BEGIN Provided records

PR #129, opened 2025-09-22
Fix int64 minimum value handling in tests for cross-architecture compatibility

ccoVeille:
The bug arises from the use of generic integer types (int) in test cases involving large numerical values that exceed the range of a 32-bit integer.

In Go, the size of the int type depends on the platform, this behavior causes inconsistencies when handling large integers, such as -9223372036854775808 and 9007199254740993.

END Provided records

▸ Exercise aim: Extract each line holding the word "large" from the records.

▸ Expected output:
The bug arises from the use of generic integer types (int) in test cases involving large numerical values that exceed the range of a 32-bit integer.
In Go, the size of the int type depends on the platform, this behavior causes inconsistencies when handling large integers, such as -9223372036854775808 and 9007199254740993.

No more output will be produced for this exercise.